You are receiving this because you were mentioned.
Reply to this email directly, view it on GitHub
#1 (comment),
or mute the thread
https://github.com/notifications/unsubscribe-auth/AADBB1bP0Zg-AKG-_k-eQazfdcmTO9Yrks5ql_xugaJpZM4JxN5E
.

erikd commented

My test was using HTTPS, which means I should switch to http-client-tls. Has that also been fixed?

erikd commented

So http-conduit uses http-client?

Yes

On Fri, Sep 2, 2016, 1:47 PM Erik de Castro Lopo notifications@github.com
wrote:

So http-conduit uses http-client?


You are receiving this because you were mentioned.
Reply to this email directly, view it on GitHub
#1 (comment),
or mute the thread
https://github.com/notifications/unsubscribe-auth/AADBB0F2-i93HYvxEgXeG7xjiGQ09fasks5ql_6vgaJpZM4JxN5E
.

Yuras commented

@erikd I was able to reproduce the issue in your test case. I got

dummy-https-server: HandshakeFailed (Error_Packet_Parsing "Failed reading: cannot decode alert level\nFrom:\talerts\n\n")

in three runs in a row.

After compiling via http-client with the patch applied, I don't see the error any more (tried 3 times). So I believe the patch fixes the issue.

erikd commented

Ok, I seem to have my test setup with the patched version of http-client.

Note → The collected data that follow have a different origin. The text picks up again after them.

PR #12602, opened 2023-05-07
Malay language support

khursani8:
## Description
Add Malay language

### Types of change
new feature

## Checklist


adrianeboyd:
Thanks for the PR! An initial question about the tokenizer exceptions list: would it make sense for Indonesian and Malay to use the exact same list of exceptions? This looks like it's just a copy of the Indonesian list, so Malay could import this list from Indonesian rather than copying it if there aren't any differences.

khursani8:
Hi, currently the exceptions list not perfect, some of the Indonesian exceptions can be use for Malay and some might need to be remove in future. I think better separate it so that in future easy to maintain

adrianeboyd:
Thanks for the info! It's fine to maintain a separate list.

Are you planning on updating the exceptions list for Malay for this PR? It's a little unexpected for users to get default exceptions that weren't customized for this language.

adrianeboyd:
Thanks, this looks like a good initial version for the all the defaults!

PR #12607, opened 2023-05-08
In initialize only calculate current vectors hash if needed

adrianeboyd:
## Description

In initialize only calculate current vectors hash if needed. Otherwise this takes unnecessary time and RAM, and fails on extremely large vectors due to msgpack limits.

### Types of change

Bug fix.

## Checklist


adrianeboyd:
A case where this fails is in #12584.

rmitsch (approved):

PR #12620, opened 2023-05-10
universe: Update examples Adept Augementation

davidberenstein1957:
@koaning Suggested changing to a golden data example.

## Description
"Extra open-source tools are always appreciated, but ... just a genuine concern/question. Won't this generate a whole bunch of biased training data? As in, if you have examples that the spaCy model mispredicts ... won't it then generate examples with mispredictions? "

### Types of change
Documentation

## Checklist


bdura (approved):
Looks great!

PR #12623, opened 2023-05-11
Support overriding registered functions in configs

adrianeboyd:
## Description

Support overriding registered functions in configs. Previously the registry name was parsed as a section name rather than as a registry name.

### Types of change

Bug fix.

## Checklist


adrianeboyd:
This still needs to address the CLI commands that call `walk_dict`.

adrianeboyd:
This is getting messy for nested things, let me think about this a bit more...

adrianeboyd:
So the flag is kind of overkill (and can be renamed if anyone has any better ideas), but if anyone happened to be using `walk_dict`, then its default behavior doesn't change.

I think since overrides are applied before the config is resolved, it shouldn't be a problem to treat anything at or below the first registered functions as a value, even if it contains nested registered functions.

PR #12624, opened 2023-05-11
Removed invalid argument

KennethEnevoldsen:
Removed arguments which is no longer valid

## Checklist


bdura:
Hello @KennethEnevoldsen, nice catch!

PR #12625, opened 2023-05-12
Support custom token/lexeme attribute for vectors

adrianeboyd:
## Description

Support custom token/lexeme attribute for vectors.

The main goal is to support `LOWER` or `NORM` for vector lookups instead of only `ORTH`. Because this attribute should be determined by the vectors themselves (primarily how the data was normalized for training) rather than the model config, the attribute for model vector lookup is moved from `StaticVectors` to a property of the `Vectors`.

Because a `Token` can have a custom `NORM` that overrides the `Lexeme` `NORM`, `Token.get_struct_attr` is used to retrieve the attr value in contexts where a `Token` is available.

### Types of change

Enhancement.

## Checklist


honnibal:
All makes sense and looks good 👍

PR #12636, opened 2023-05-16
Remove shorthand for output-file in spacy apply

ljvmiranda921:
The output-file argument is positional, so can't use a shorthand like -o.

## Description

Noticed that there's an extra `-o` option in `spacy apply`'s `output-file` argument. It's unnecessary.

### Types of change

Minor documentation change

## Checklist


adrianeboyd:
Thanks for the PR! Was there anything else you needed to double-check here or is this ready to be merged?

PR #12652, opened 2023-05-22
feat: add comparison operators in `span.pyi`

bdura:
## Description

This PR adds all six comparison operators to the `Span` object. These are defined internally using `__richcmp__`, which is Cython-specific and not recognised by Mypy, for instance.

Hence, this PR also removes type hinting for `__richcmp__`.

### Types of change

This is a typing enhancement.

## Checklist


spacy/tokens/span.pyi
```diff
@@ -51,7 +53,12 @@ class Span:
         kb_id: Union[str, int] = ...,
         span_id: Union[str, int] = ...,
     ) -> None: ...
-    def __richcmp__(self, other: Span, op: int) -> bool: ...
```
adrianeboyd, line 54: Does it make sense to remove this entirely?

bdura:
```python
from spacy.tokens import Span
Span.__richcmp__
```

Fails with an `AttributeError: 'spacy.tokens.span.Span' object has no attribute '__richcmp__'`.

I think Cython mangles the method name in some way while creating the six operators.

PR #12679, opened 2023-05-26
feat: add example stubs

bdura:
## Description

This PR adds a stubs file for `spacy.training.example`. It also fixes a few typing-related issues.

### Types of change

This is an enhancement.

## Checklist


bdura:
I only added evident type hints. I'll add those later on, either in this PR or the next - let me know what works best since I'll likely have little time for that in the next few days.

spacy/tokens/doc.pyi
```diff
@@ -1,16 +1,30 @@
...
+    Iterable,
+    Iterator,
+    List,
+    Optional,
+    Protocol,
+    Sequence,
+    Tuple,
+    Union,
+    overload,
+)
```
adrianeboyd, line 15:
```suggestion
from typing import Any, Callable, Dict, Iterable, Iterator, List, Optional
from typing import Protocol, Sequence, Tuple, Union, overload
from pathlib import Path
```

spacy/tokens/doc.pyi
```diff
@@ -1,16 +1,30 @@
...
+
+import numpy as np
```
adrianeboyd, line 17:
```suggestion
import numpy
```

spacy/tokens/doc.pyi
adrianeboyd: Let me just do this directly...

spacy/training/corpus.py
```diff
@@ -19,14 +20,19 @@
 FILE_TYPE = ".spacy"
 
 
+class ReaderProtocol(Protocol):
+    def __call__(self, nlp: "Language") -> Iterable[Example]:
```
adrianeboyd, line 24: I thought `Iterator[Example]` was correct throughout here?

svlandeg: Answered [here](https://github.com/explosion/spaCy/pull/12801#pullrequestreview-1518042573).

PR #12689, opened 2023-05-31
Always redo listener state (v2)

svlandeg:
Created an alternative to https://github.com/explosion/spaCy/pull/12499, as a separate branch by Adriane's request.

The reason to create this alternative is that #12499 addresses several different problems, I think this is the set of changes that's minimal to fix the problems we've been seeing with Prodigy. The other issue should ideally be addressed & tested separately in follow-up work.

I don't see the HandshakeFailed messages. That's good. However, I do see this message from the test-warp-wai process going into a failure state where it prints:

runHttpsClient : ConnectionFailure getProtocolByName: does not exist (no such protocol
name: tcp)

until terminated. This is due to file descriptor starvation.This did not happen with connection == 0.2.5.* even after running for over 5 minutes. With connection == 0.2.6.* and the patch, it was happening with about 2 minutes.

That sounds like a separate bug that should get opened against the
connection repo.

On Fri, Sep 2, 2016 at 2:30 PM, Erik de Castro Lopo <
notifications@github.com> wrote:

Ok, I seem to have my test setup with the patched version of http-client.

I don't see the HandshakeFailed messages. That's good. However, I do see
this message from the test-warp-wai process going into a failure state
where it prints:

runHttpsClient : ConnectionFailure getProtocolByName: does not exist (no such protocol name: tcp)

until terminated. This is due to file descriptor starvation.This did not
happen with connection == 0.2.5.* even after running for over 5 minutes.
With connection == 0.2.6.* and the patch, it was happening with about 2
minutes.


You are receiving this because you were mentioned.
Reply to this email directly, view it on GitHub
#1 (comment),
or mute the thread
https://github.com/notifications/unsubscribe-auth/AADBB7yPotjFP6VND55nzdZUlDQtw3E1ks5qmAjZgaJpZM4JxN5E
.

I had the same experience with Amazonka. Sounds pretty related

Data leakage has been fixed in (in think) tls.